As mentioned, you can build a grow-light support stand for your set up in many different ways. A simple option uses a yoghurt container with the side cut out as illustrated on the GPOD Hackaday page and is shown in pictures on GitHub. Also there are details on a few basic wood structure idea for those comfortable with woodworking. A good re-use idea if you have some spare bits of wood around.
A User Guide is available on GitHub, in pdf or text only.
Simple grow light stands are shown on Hackaday & Github.
The firmware for Arduino Nano is shared on GitHub, along with a schematic for the PCB. You'll need to ensure you have the right libraries installed from the usual sources (eg Adafruit).

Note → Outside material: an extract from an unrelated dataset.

PR #1448, opened 2023-02-24
support new extension point names format

jonathanhamel4:

Adds support for both the `Admin::XX::XX` syntax and the `admin.x.x` syntax when extracting the surface of an extension. This will allow to fix the issue where `No extensions found for the surface: admin` is returned in the embedded admin console.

The biology stuff you might be thinking about: not my field, but science tells us that for photosynthesis plants want wavelengths that the chlorophyll molecules can absorb. These are in the blue and red light spectrums (green is not so useful). For the two types of chlorophyll: 'a' has max absorption at 430 and 662 nm, and 'b' has max absorption at 453 and 642 nm - their primary absorbtion activity is centred around the 390 to 480nm range; Another key light-activated component - carotenoids - like the 400 to 500nm flavour, with a bit of additional activity in the 625 to 680nm.
Typical RGB LEDs have a blue component at 465 - 475 nm, and a red at 620 to 630nm. So some good overlap there. The ultimate test – the basement shelf-full of plants I started and grew for many weeks in the dark said "thanks for all the photons" and did great; they went successfully out to the garden and provided us with salads all summer!
If you're running a science lab, or a space station, by all means wire up some specialized UV sources in the 390 to 470nm if you have them. Perhaps you'll get an extra tomato or two. But for most of us, these multicoloured RGB sources are sufficient to get plants started for your garden.
Power warning - if you go wild and have many LEDs (50? 100? or more) the current increases! You will need to measure your current consumption carefully and add LEDs only with that in mind.
More than about 2Amps and you'll need a different power supply. Also you must monitor the system for overheating. Everything is fine with 30-40 LEDs in testing. The switch, tracks and wiring haven't been tested to failure though, so any use of this stuff is at your own risk.
Note that this not a fine Swiss time piece, so your won't want to set your watch with it. It does however keeps cycling reliably day after day with minor drift. No Real Time Clock (RTC) component keeps the costs low, though alignment with your local day-night cycle will vary. Not an issue for your plants who won't complain. You can adjust the time by simply pressing the button to get the time set function, or ignore any drift, your plants won't mind.
If you use more than 30LEDs in a string, you'll need to modify the Arduino firmware to drive them. It's easy to alter and reload your Nano. But each of the four channels allow 30 elements. Careful with the current when the total number exceed about 30 - 40.
See the documentation for more adjustment options, caveats and warnings. Use at your own risk.